I would like to approximate a symmetric matrix $X\in \mathbb{R}^{n\times n}$ by a matrix of rank no more than $r$, i.e., a matrix $Z=EE'$ where $E\in\mathbb{R}^{n\times r}$, for some given $r\leq n$.
Naturally, the following optimization problem arises:
$$ \begin{aligned} \mathsf{P}_0:\ \text{Min.}\ \|EE'-X\|_{F} \end{aligned} $$
which is equivalent to
$$ \begin{aligned} \mathsf{P}_1:\ &\text{Min.}\ \|Z-X\|_{F}\\ &\mathrm{rank}(Z) \leq r. \end{aligned} $$
Here $\|\cdot\|_F$ stands for the Frobenius norm.

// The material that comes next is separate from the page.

PR #20, opened 2021-10-18
Add unit tests for validation proposal JSON

elsehow:
This PR improves validation for proposal JSON.

- It adds unit testing for proposal validation code.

I would like to approximate this problem with a convex relaxation. I believe that one possible approach would be to move the rank constraint into the cost function using the nuclear norm trying this way to force the rank of $X$ to be low:
$$ \begin{aligned} \mathsf{P}_2:\ &\text{Min.}\ \|Z-X\|_{F} + \mu \|Z\|_*. \end{aligned} $$
We would then try to solve with different values of $\mu>0$ until we obtain a solution which has rank no larger than $r$.
Another possible approach would be to formulate the following problem:
$$ \begin{aligned} \mathsf{P}_3:\ &\text{Min.}\ \|Z-X\|_{F}\\ &\|Z\|_* \leq \alpha, \end{aligned} $$
and choose $\alpha>0$ somehow so as to force the rank of $Z$ to be lower than $r$.
I was not able, however, to find an inequality that links the nuclear norm to the rank of a matrix and I am not sure there exists one - correct if I am wrong.
My questions are:
- Do $\mathsf{P}_2$ and $\mathsf{P}_2$ make sense?
- What are some other ways to approximately solve $\mathsf{P}_1$?